Unbidden came the thought that Hannah had never seen Sam and Abby walking arm in arm. It was almost like she had been
Prince Philip to Sam’s Queen Elizabeth, always walking two steps behind. Hannah banished the thought as unworthy, too judgmental of Sam.
“Think about the time of the accident, Han. We lost all control. We didn’t know what was going to happen from one day to the next. The lack of order and the absence of control were as difficult for us as watching Abby in such pain.”
“Stop it, Len! Stop it. I can’t deal with any more.” Hannah felt like her heart was being torn loose.
“You’ve got to, sweetheart. We don’t have much time to correct our mistakes.”
“But he’s so wrong for her!”
“Honey, our opinion isn’t the one that counts.”
“She barely knows him.”
“Something clicks between them, Han. I could see that even in the short time I was there over the weekend. At first I was very distressed about it. But as I’ve thought about it more, I’ve come to think that it clicks on a much deeper level between her and Marsh than it ever clicked with her and Sam.” He paused. “I think it clicks more like it clicks between you and me.”
“Oh, Len.” Hannah started to cry. “I wish you were here so badly I can taste it.”
“Give me about two hours, and I’ll tuck you in.”
“What?”
“I’ve already taken the rest of the week off. I’m getting on the Blue Route in Philadelphia as we speak, heading for the Schuylkill Expressway, the Walt Whitman Bridge, and the Atlantic City Expressway. Destination: Seaside. Pack your bags, Han. I’m not tucking you in at Abby’s. I’ve made reservations for us at a motel downtown.”
M
ARSH GRINNED AS
he and Abby walked along the beach arm in arm. Who’d have thought a week ago that he’d even be walking with a woman, let alone holding her close beside him? And such a delightfully unpredictable one at that.
Fargo pulled hard on his leash, one of those that you could lengthen or shorten as desired by pushing a button. Marsh thought of a carpenter’s measuring tape every time he clipped the lead to Fargo’s collar. Thankfully Fargo didn’t retract lickety-split like the metal ruler, though the image of the dog flying through the air at the flick of Marsh’s thumb was wonderful. Too bad he didn’t write cartoons.

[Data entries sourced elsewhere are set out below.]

PR #5415, opened 2019-02-11
Fix site slogan alignment & size

### LINKED ISSUE #5133: Slogan text size and alignment.
Dunno if this is intended behaviour, but I noticed when you add your own text for a slogan it seems to be the same size as the default logo text (forum name).  The slogan also sits higher in the container than the logo (forum name).  I'm guessing this will also increase the height of the container unnecessarily.

When you remove the slogan text and let it display the default SMF image it appears to sit at the same height as the forum name. 

21slogan1
21slogan2

SychO9:
Fixes #5133 
1.4em should be better than 1.8em for the size

### DIFF
--- a/Themes/default/css/index.css
+++ b/Themes/default/css/index.css
@@ -1071,7 +1071,7 @@ h1.forumtitle a {
 #siteslogan, img#smflogo {
 	padding-right: 2px;
 	line-height: 50px;
-	font-size: 1.8em;
+	font-size: 1.4em;
 }
 /* Tweak the SMF logo */
 img#smflogo {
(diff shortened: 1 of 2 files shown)


Gwenwyfar:
Thanks :)

Gwenwyfar (approved):
This looks better with images too, though it might require to change to two lines for mobile.

SychO9:
> This looks better with images too, though it might require to change to two lines for mobile.

well under 720px the siteslogan is hidden

Gwenwyfar:
Ah, you're right. I forgot how many things we're just hiding in mobile...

Fargo didn’t like being restrained, but he couldn’t be allowed to run free. Aside from the leash laws, more and more people were on the beach. If the huge animal came bounding up to the wrong people, he’d send them screaming for help. The thought of the potential fines made Marsh shudder, to say nothing of the forwarded bills from the psychological counselors Fargo’s victims would need to see.